Prevention: Physiotherapy can play a vital role in the prevention of the painful symptoms of osteoarthritis. Understanding the following factors
1. History of trauma:
2. Characteristics of joint cartilage:
3. Effects of immobilization:
4. Weight bearing:
5. Full ROM exercises:

**Treatment*

1. Pain control
(a) To control pain, suitable electrotherapeutic modality ,Ultrasound therapy, transcutaneous electrical nerve stimulation (TENS),  Short-wave diathermy (SWD) may be used in the later phase .
(b) Hydrotherapy is particularly useful when the weight-bearing joints are affected.
(c) proper position, splints or joint distraction by manual or mechanical traction, CPM or functional bracing.

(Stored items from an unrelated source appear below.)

PR #223, opened 2018-08-24
ENH: initial pnr calculation

andyfaff:
Still needs checking + more tests against established programs. I've verified that NSF works though.


andyfaff:
Note, this also bumps minimum python version to 3.5, as a consequence of the notation for matrix multiplication.

andyfaff:
@llimeht, any objections to dropping 2.7? I could restore it, but perhaps it makes sense to drop, given that refnx is a relatively new project.

PR #226, opened 2018-09-07
TST: check that diffev is repeatable

andyfaff:


andyfaff:
Darn, test fail because the PR for the DES context manager is not added yet.

PR #229, opened 2018-10-03
ENH: Mask data points

andyfaff:


andyfaff:
@tjmurdoch this will do masking. Just need to add a few more tests

PR #237, opened 2018-11-26
Tests GH236

andyfaff:
@igresh this test shows that the file can be loaded. I can put more code into the PR to fix the issue if I ever find out how to reproduce it.


andyfaff:
@igresh could you test this branch to see if the load works for you?

PR #245, opened 2019-01-14
MAINT: remove pandas as a mandatory dependency

andyfaff:
It's only needed for reduction, and it's noted in setup.py in the extras_require section.


andyfaff:
Merging. The fail on azure is caused by Theano and is noted at https://github.com/pymc-devs/pymc3/issues/3340. It should be fixed in theano master

PR #268, opened 2019-02-04
ENH: add __main__ to code fragment

andyfaff:


andyfaff:
This will enable users to export a code fragment, which is now fully executable, from the refnx gui. THe script will first do a differential evolution fit, then do MCMC sampling of the objective. One specifies the number of steps, walkers and thin values. The MCMC steps are saved to file, with the objective being printed to screen after the fit. It would be straightforward to amend the code fragment for an MPI environment.

PR #279, opened 2019-02-11
ENH: adds Spline to the qt gui

andyfaff:


andyfaff:
@igresh these are the changes you need to make to add a Component to the GUI.

PR #207, opened 2024-05-08
e2e: test for /tokens/metadata and router/routes

p0mvn:
Progress towards: https://linear.app/osmosis/issue/STABI-140/[sqs-automated-tests-in-ci][candidate-routes]

This PR introduces

`/router/routes and `/tokens/metadata` tests against staging.

It also sets up the foundational infrastructure to allow us to scale this test more towards other environments in the future.

See comments of each test for details about what's being tested and how

## Setup

```bash
make e2e-setup-venv

make e2e-source-venv

make e2e-install-requirements
```

## Running

```bash
# Runs the testsuite in verbose mode
make e2e-run-dev
```

## Next Steps
- Run candidate route test against every supported token and USDC
- Using shared setup infrastructure, run candidate routes tests between combinations of all tokens within the following categories:
  * 5 tokens with high liquidity
  * 5 tokens with low liquidity
  * 5 tokens with high volume
  * 5 tokens with low volume
  * Choose 1 token for which we know, there is a transmuter USDC/USDC.axl, WBTC/WBTC.axl
  * Choose 1 token for which we know, there is a PCL pool - ASTRO


tests/sqs_service.py
```diff
@@ -0,0 +1,64 @@
+import requests
+
+SQS_STAGE = "https://sqs.stage.osmosis.zone"
```
PaddyMc, line 3: :heart:

tests/test_candidate_routes.py
```diff
@@ -0,0 +1,103 @@
...
+        """
+        
+        sqs_service = SQSService(environment_url)
+
+        start_time = time.time()
+        response = sqs_service.get_candidate_routes(token_in, token_out)
+        elapsed_time_ms = (time.time() - start_time) * 1000
+
+        assert response.status_code == 200, f"Error: {response.text}"
+        assert expected_latency_upper_bound_ms > elapsed_time_ms, f"Error: latency {elapsed_time_ms} exceeded {expected_latency_upper_bound_ms} ms, token in {token_in} and token out {token_out}"
```
PaddyMc, line 56: hmmm these latency tests could be unwieldy / hard to predict e.g

```
E       AssertionError: Error: latency 342.13829040527344 exceeded 300 ms, token in uosmo and token out ibc/D189335C6E4A68B513C10AB227BF1C1D38C746766278BA3EEB4FB14124F1D858
E       assert 300 > 342.13829040527344

tests/test_candidate_routes.py:56: AssertionError
```
||

```
E       AssertionError: Error: latency 363.1315231323242 exceeded 300 ms, token in ibc/D189335C6E4A68B513C10AB227BF1C1D38C746766278BA3EEB4FB14124F1D858 and token out uosmo
E       assert 300 > 363.1315231323242
```

Is there some way to improve these? Maybe upper and lower bounds, or something that wouldn't be flaky in e2e, can't really think of something rn, but thought I'd highlight here

PaddyMc (commented):
Awesome work here! Super happy to see some e2e tests in SQS, had one opinion to discuss in the review, but happy besides that 1 comment

tests/test_candidate_routes.py
PaddyMc: Also happy to merge and run in the CI to see if this is even an issue :thinking: 

but we should do that ASAP if that's the case

cryptomatictrader: 300ms makes sense in production but build time may vary a lot depending on how busy the box is at that time.

cryptomatictrader (commented):
Looks good to me. Great work and thanks!

tests/test_candidate_routes.py
p0mvn: Yeah, that's a valid concern.

We will need to select a number that is high enough to not be flaky in CI while also catching regressions if any occur.

300ms was chosen as the right number for my local environment.

Once this is added to CI, I will work on increasing this to ~1s

There is no world where we would expect a query to take that long but if there is some obvious regression, this sanity check would be able to catch it quickly.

2. Improvement of muscle power, endurance and tone:  Graduated exercise programme is initiated, which consists of progressive resistive exercises (PRE), strong and sustained repeated sessions of isometrics .

3. Improvement in ROM
(a) Active free relaxed rhythmic movements .
(b) Relaxed passive movements should be started first to mobilize stiff joints.

4. Improvement of functional independence:Providing assistive aids, modified supports, corrective orthoses.